The author asserts: “The Bible has no example of any preacher ever using notes or a manuscript in his sermon.” True. There is also no example of church buildings, pews, hymnals or powerpoint, microphones or parking lots. Lybrand does not indicate if any of these extra-biblical items may be found in his own church. As Jim Shaddix has noted, it is dangerous to focus our attention exclusively on the model of the preaching of Jesus and the apostles, who tended to be itinerant, missionary preachers. Today’s pastors, who serve a single congregation and preach week by week, can learn from biblical preaching models but must also recognize the demands of a different context in which they proclaim the gospel today.

Lybrand appears to believe that preparation of a manuscript, notes or outline requires a formality that excludes spontaneity or the inspiration of the moment. He seems utterly oblivious to the reality that some of the most effective preachers—including many of the best-known and most influential in our own day—utilize extended notes or manuscripts with such freshness and power that most listeners are unaware that a prepared manuscript even exists.

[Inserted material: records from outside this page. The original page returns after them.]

PR #7868, opened 2025-10-13
Update native integration documentation to specify that ContentType is copied to NServiceBus.ContentType

mauroservienti:
Documentation for:

- https://github.com/Particular/NServiceBus.Transport.AzureServiceBus/pull/1256

### DIFF
--- a/transports/azure-service-bus/native-integration.md
+++ b/transports/azure-service-bus/native-integration.md
@@ -4,7 +4,7 @@ summary: How to integrate NServiceBus endpoints with non-NServiceBus endpoints o
 component: ASBS
 related:
  - samples/azure-service-bus-netstandard/native-integration
-reviewed: 2024-05-17
+reviewed: 2025-10-14
 ---
 
 This document guides integrating NServiceBus endpoints with non-NServiceBus endpoints by sharing an Azure Service Bus (ASB) namespace as a mutual communication channel.


transports/azure-service-bus/native-integration.md
```diff
@@ -14,12 +14,23 @@ This document guides integrating NServiceBus endpoints with non-NServiceBus endp
...
-1. By default, the transport creates its own entities when they don't exist in the namespace. However non-NServiceBus endpoints may require manual creation of entities. Refer to the [Azure Service Bus documentation](https://docs.microsoft.com/en-us/azure/service-bus-messaging/) for more information on available ASB SDKs and tools to perform these tasks.
+#if-version [5.1.1, )
 
-1. The native message must allow NServiceBus to [detect the message type either via the headers or the message payload](/nservicebus/messaging/message-type-detection.md).
+> [!NOTE]
+> If the incoming Service Bus message specifies a value for the `ContentType` property, the value is used to populate the `NServiceBus.ContentType` header. 
+
+#end-if
+
+#if-version [4.2.5, 5)
```
afprtclr: What about version 3.2.7?

mauroservienti: I missed it.

@DavidBoike, is there any way to do a sort of a OR in those IFs? Ideally, it should be:

```
#if-version [5.1.1, ) || [4.2.5, 5) || [3.2.1, 4)
```

Because the text is always the same for all those versions.

DavidBoike: Partials and inline ifs are never going to care about versions that don't show up in the version dropdown. And that means versions that have their own snippets. And we're really trying to stop having snippet projects for minors, so really this should just mean majors going forward.

The user is going to support major 1, 2, 3, 4, or 5 from the dropdown, they aren't typing in "I have 4.2.5 so show me the docs for that."

If you need any sort of note that is more nuanced than a major, you should include that in the text itself instead of trying to branch off of it.

PR #7874, opened 2025-10-16
Delete partial for PlatformSample

tamararivera:
This partial is used on samples that use the PlatformSample, that used to be Windows only, but not anymore (I run a few on Mac). It also mentions that the tools are not necessary to run the sample, which is not accurate, as all the samples that reference it are samples that make use of ServiceControl or ServicePulse


PhilBastian:
I believe what it was trying to say was that you don't need to install ServiceControl/ServicePulse separately, since the sample bundles a portable version of them that will get launched with the sample

PR #7893, opened 2025-11-04
Fix Sample Receiver Endpoint startup on newer frameworks

mattmercurio:
In Core_8 and previous versions of this sample, `Endpoint.Start()` was used in the Receiver endpoint. `Console.ReadKey()` was provided as a way to exit the console.

In our newer samples, the Receiver endpoint uses `RunAsync()` on the host; `Console.ReadKey()` was preventing the startup of the endpoint and has been removed here.


hazel-bohon (approved):
lgtm

PR #7917, opened 2025-11-28
fix: asb versioning typo

janv8000:
I believe the intention was to publish both message types to the same topicname.

Cleaned up the redundant duplicate region


danielmarbach (approved):

danielmarbach:
Thanks!

PR #73, opened 2023-03-29
Added a namespace task

scohen:
When editing the remote_control app while lexical is running as your language server, it's easy to change a file and change lexical's behavior. To prevent this, the task `mix namespace` will read all the beam files, strip out any mentions of `Elixir.Lexical` in atoms and replace that with `Elixir.LXRelease`.

There are a copule caveats:
1. The mod: keys in the mix.exs files in server and remote_control need to know about namespacing
2. I'm going to bet this wreaks havoc with test files.
3. My lsp doesn't connect to the server when it's namespaced, so there's more work to do


config/dev.exs
```diff
@@ -1 +1,8 @@
 import Config
+
+if System.get_env("NAMESPACE") do
```
scohen, line 3: can't we do this in the mix task?
We can, we can do this in the mix task.

apps/common/lib/mix/tasks/namespace.ex
```diff
@@ -36,7 +36,7 @@ defmodule Mix.Tasks.Namespace do
       IO.write("Applying namespace: #{percent_complete} complete")
     end)
 
-    Mix.Shell.IO.info("\nNamspace applied. Generating apps")
+    Mix.Shell.IO.info("\nNamespace applied. Generating apps")
```
scohen, line 39: what, you didn't like my spelling?
At least you know _why_ I mistyped it.

Sleepful: the datahand speaks

config/dev.exs
Sleepful: The thing is that the `mix release lexical` steps for release always runs *after* the `mix compile` and this needs to be cleaned before `mix compile`, here it does run before compile.

scohen: Release is totally configurable. You can even Alia's it.

PR #78, opened 2023-03-30
Refactored completions

scohen:
The completions module was getting pretty hard to follow and understand, and with a mind to offering a modular way to incorporate lexical completions into other projects, I did the following.

1. Removed the completion context from the completion environment, freeing it from any dependency on LSP
2. Made a Translatable protocol, so that other libraries can translate their completion items into LSP completion items.
3. Made a use-able translator module that assists in building completion items.

I also split our completions into translators, so that each completion type is now in its own file. Prior, they were in completions.ex

I also separated unit tests into their own modules, which made it apparent that we wern't testing some code paths. I also reafactored the unit tests themselves to depend on a `CompletionCase` which uses some source code rewriting that `CodeModCase` used as well.


apps/common/test/support/code_sigil.ex
```diff
@@ -0,0 +1,41 @@
+defmodule Lexical.Test.CodeSigil do
+  def sigil_q(text, opts \\ []) do
+    ["", first | rest] = text |> String.split("\n")
+    base_indent = indent(first)
+    indent_length = String.length(base_indent)
```
Blond11516, line 5:
```suggestion
    indent_length =
      first
      |> indent()
      |> String.length()
```

apps/common/test/support/code_sigil.ex
```diff
@@ -0,0 +1,41 @@
...
+
+  defp maybe_trim(iodata, [?t]) do
+    iodata
+    |> IO.iodata_to_binary()
+    |> String.trim_trailing()
+  end
+
+  defp maybe_trim(iodata, _) do
+    IO.iodata_to_binary(iodata)
+  end
```
Blond11516, line 20:
```suggestion
    [first | rest]
    |> Enum.map_join("\n", &strip_leading_indent(&1, indent_length))
    |> IO.iodata_to_binary()
    |> maybe_trim(opts)
  end

  defp maybe_trim(binary, [?t]) do
    String.trim_trailing(binary)
  end

  defp maybe_trim(binary, _) do
    binary
  end
```
Don't know if there's a particular reason why `iodata_to_binary` was duplicated but `maybe_trim` doing the conversion feels unexpected to me.

apps/server/test/lexical/server/code_intelligence/completion/translations/function_test.exs
```diff
@@ -0,0 +1,97 @@
...
+  use Lexical.Test.Server.CompletionCase
+
+  describe "function completions" do
+    test "deprecated functions are marked", %{project: project} do
+      assert {:ok, completion} =
+               project
+               |> complete("Enum.filter_map|")
+               |> fetch_completion("filter_map")
+
+      assert completion.detail
```
scottming, line 11: Are you asserting the `completion.detail`  not nil?

scottming (approved):

Blond11516 (approved):

apps/server/test/lexical/server/code_intelligence/completion/translations/function_test.exs
scohen: correct; that there's something there.

apps/common/test/support/code_sigil.ex
scohen: agreed.

PR #79, opened 2023-03-31
Support go to definition

scottming:
This is a basic go-to-definition feature that uses a tracer to create an index of our interests and then looks for the index under our current cursor. Currently, I have implemented the jumping functionality for **internal functions and modules** within the project. In normal circumstances, it should be able to jump to all modules and functions within the project, including those imported through use or import statements (ElixirLs does not implement this), or those in test files (which need editing because the test files are not compiled).

I have created a Draft PR to confirm that my approach is correct. The biggest advantage of not relying on ElixirSense is that we have complete control over the process, for example, implementing the go to Elixir source code is not a difficult task.

### Todo list

* [ ] More tests; currently, only a few unit tests are available
* [ ] Index structure could be optimized
* [ ] go to functions and modules in deps
* [ ] go to functions and modules of Elixir source code

### Other ideas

The reality is that writing sermons can be done well or done poorly. Effective preachers learn to write for the ear (not the eye); and they learn to present their messages with passion and power, often with little or no reference to text or notes. They do understand that words are powerful things and that it can be far more effective to struggle to find the right words in the study than to hope for them in the pulpit.

Overall, my impression of this book is of an author who reflects little awareness of the reality of preaching beyond his own small circle. “It is little wonder,” says Lybrand, “that excellent preachers are rare in our day and time.” Fred really does need to get out more.